Car il faudrait que nous continuions notre chemin, que nous soyons perpétuellement en mouvement, pour rester attentifs seulement à ce qui attire le regard : les vitrines colorées, les enseignes éclatantes des magasins, pour nous donner l'impression de ne jamais être perdu, dans les supermarchés comme dans la ville, alors que, sur les rayonnages des grandes surfaces, une telle profusion de produits devrait nous donner le vertige. Ce rythme que l'on nous impose, c'est celui de notre consumérisme, de nos achats presque compulsifs, eux aussi dictés par les entreprises, les marques, les gouvernements, les médias. Ces gens savent mieux que quiconque que plus l'on va vite, moins on a le temps d'observer les choses, de se rendre compte de la supercherie, et encore moins de se révolter.

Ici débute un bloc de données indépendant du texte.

PR #2699, opened 2024-04-24
Add flag to send certificate chain for subject name / issuer based auth in Connect-MgGraph

### LINKED ISSUE #2698: Support for Subject Name / Issuer based certificate authentication
### Is your feature request related to a problem? Please describe the problem.

I am trying to use a certificate with SN+I (subject name / issuer) based authentication which requires sending entire certificate chain when requesting an access token. But `Connect-MgGraph` doesn't have an option to enable that behavior. 

### Describe the solution you'd like.

Add a flag to `Connect-MgGraph` to allow sending entire certificate chain while requesting an access token. This option is already available in Azure Identity SDK so just needs to be plumbed through the cmd-lets. 

### Additional context?

_No response_

nayanshah:
﻿

Fixes #2698 

Adds a flag `SendCertificateChain` to `Connect-MgGraph` to send entire certificate chain while requesting access token. This allows subject name / issuer based auth.

### Other links

`ClientCertificateCredentialOptions.SendCertificateChain` - https://github.com/Azure/azure-sdk-for-net/blob/main/sdk/identity/Azure.Identity/src/Credentials/ClientCertificateCredentialOptions.cs

### DIFF
--- a/src/Authentication/Authentication.Core/Interfaces/IAuthContext.cs
+++ b/src/Authentication/Authentication.Core/Interfaces/IAuthContext.cs
@@ -47,6 +47,7 @@ namespace Microsoft.Graph.PowerShell.Authentication
         string Account { get; set; }
         string CertificateThumbprint { get; set; }
         string CertificateSubjectName { get; set; }
+        bool SendCertificateChain {  get; set; }
         X509Certificate2 Certificate { get; set; }
         ContextScope ContextScope { get; set; }
         Version PSHostVersion { get; set; }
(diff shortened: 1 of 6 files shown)


timayabi2020 (changes requested):
I recommend that you add a pester test for the new parameter.

nayanshah:
I don't see any test passing a real certificate or a way to mock the authentication provider, so would be difficult to write a test for the new parameter. The parameter is forwarded to `ClientCertificateCredential` class which doesn't expose the value as a public member, so not straightforward to add a C# unit test either. 

I have updated existing pester test to include the new parameter in the appropriate parameter set. Would that be sufficient given that not much new logic is being added?

nayanshah:
Thank you @timayabi2020 . Do you know when is the next release scheduled for?

timayabi2020:
@nayanshah it will be out by end of this week.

Les gens arrêtés, dans la ville, sont en général ceux qui sont perdus, ceux qui cherchent quelque chose dans leurs poches, ceux qui discutent, bref, ceux qui font toujours quelque chose. Dans la vie, et dès l'enfance, on nous oblige toujours à faire, à bouger, à s'activer. D'ailleurs, à mon avis, c'est une des raisons pour lesquelles on nous formate avec le sport et le culte de la performance (le sport, le foot surtout, avec tout son univers, dont son patriotisme, est plus à mes yeux une aliénation qu'un truc positif). Il faut aussi décider ce qu'on veut faire plus tard, et être chômeur, c'est mal vu, tout de suite on s'imagine des fainéants. Encore une fois, l'école telle qu'elle est constitue un facteur très important de cette situation, mais tout ça est aussi véhiculé par les médias de masse.

Les gens qui n'avancent pas, on les regarde, on se demande ce qu'ils font là, on s'imagine des choses. Des philosophes, des originaux, des paumés, des drogués ? Alors que non, si ça se trouve, ce n'est pas si rocambolesque, il se sont arrêtés juste pour souffler, pour interrompre un instant le rythme effréné des jours de travail, peut-être sont-ce des résistants discrets, ou des gens qui ont eu envie un jour de penser à autre chose qu'au quotidien, autrement qu'enfermé chez soi, juste au milieu de la ville, des bruits, des gens, et finalement, les arrêtés qui ne font rien d'autre que d'être immobiles, sont peut-être un peu plus libres.